To show that the conditional probability law on Ω, given that B occurred, is also discrete uniform, we need to understand the concept of conditional probability and its relationship with the discrete uniform probability law.

Conditional probability is the probability of an event occurring, given that another event has already occurred. In this case, we want to find the conditional probability law on Ω, given that B has occurred. Let's denote this probability law as P(· | B), where "·" represents any event in Ω.

First, let's recall the definition of conditional probability. For any two events A and B, the conditional probability of A given B is defined as:

P(A | B) = P(A ∩ B) / P(B)

where P(A ∩ B) represents the probability of both A and B occurring, and P(B) is the probability of event B occurring.

Now, let's consider the discrete uniform probability law on Ω. Since Ω is finite and the probability law is discrete uniform, it means that each element in Ω has an equal probability of occurring, denoted by 1/|Ω|, where |Ω| represents the cardinality (i.e., the number of elements) of Ω.

Given that B ≠ ∅ (i.e., B is not an empty set), we know that P(B) is not equal to zero. This ensures that the denominator in the conditional probability formula is not zero, allowing us to proceed.

To show that the conditional probability law on Ω, given that B occurred, is also discrete uniform, we need to demonstrate that each event in Ω, conditioned on B, has an equal probability of occurring.

In other words, we need to show that for any event A in Ω, P(A | B) = 1/|Ω|.

To do this, we can use the definition of conditional probability:

P(A | B) = P(A ∩ B) / P(B)

Since the intersection of A and B is a subset of B, A ∩ B ⊆ B. This implies that P(A ∩ B) ≤ P(B). Moreover, since B is non-empty, P(B) > 0.

Therefore, P(A | B) = P(A ∩ B) / P(B) ≤ P(B) / P(B) = 1.

We also know that P(A | B) ≥ 0, as probabilities are non-negative. Hence, 0 ≤ P(A | B) ≤ 1.

To determine the specific value of P(A | B), we need to show that P(A | B) is equal to 1/|Ω|. We can do this by demonstrating that P(A | B) = 1/|Ω| satisfies the conditions of a probability measure: 0 ≤ P(A | B) ≤ 1 and ∑ P(A | B) = 1, where the sum is taken over all events A in Ω.

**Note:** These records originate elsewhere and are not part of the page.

PR #466, opened 2015-11-12
Restore previous tracing API

### LINKED ISSUE #460: Tracing doesn't work since functoria merge
Test-case (mirage-console + tracing):

    open Mirage

    let main =
      foreign "Unikernel.Main" (console @-> job)

    let () =
      let tracing = mprof_trace ~size:1000000 () in
      register "console" ~tracing [main $ default_console]

Gives:

    File "main.ml", line 43, characters 2-12:
    Error: This expression has type unit but an expression was expected of type
             'a Lwt.t

Also, the code seems to be emitted in the wrong order (tracing should be initialised before everything else, so you can trace the boot sequence and it sees the labels for the initial threads).

talex5:
Fixes #460.

### DIFF
--- a/lib/mirage.ml
+++ b/lib/mirage.ml
@@ -929,13 +929,15 @@ let argv_dynamic = if_impl Key.is_xen argv_xen argv_unix
 
 (** Tracing *)
 
-let tracing i =
+type tracing = job impl
+
+let mprof_trace ~size () =
   let unix_trace_file = "trace.ctf" in
-  let key = Key.tracing i in
+  let key = Key.tracing_size size in
   impl @@ object
     inherit base_configurable
     method ty = job
-    method name = "tracing"
+    method name = "mprof_trace"
     method module_name = "MProf"
     method keys = [ Key.abstract key ]
     method packages = Key.pure ["mirage-profile"]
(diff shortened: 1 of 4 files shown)


Drup:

To satisfy the first condition 0 ≤ P(A | B) ≤ 1, we have already shown that P(A | B) is non-negative and less than or equal to 1.

To satisfy the second condition ∑ P(A | B) = 1, we need to show that the sum of all the conditional probabilities is equal to 1. This can be done by summing P(A | B) over all possible events A in Ω, given that B has occurred.

Since there are |Ω| events in Ω, we can write:

∑ P(A | B) = ∑ (1/|Ω|) = (1/|Ω|) ∑ 1 = (1/|Ω|) × |Ω| = 1

Thus, we have shown that for every event A in Ω, P(A | B) = 1/|Ω|, satisfying the conditions for a probability measure.

Therefore, the conditional probability law on Ω, given that B occurred, is indeed discrete uniform, with each event having an equal probability of occurring, which is 1/|Ω|.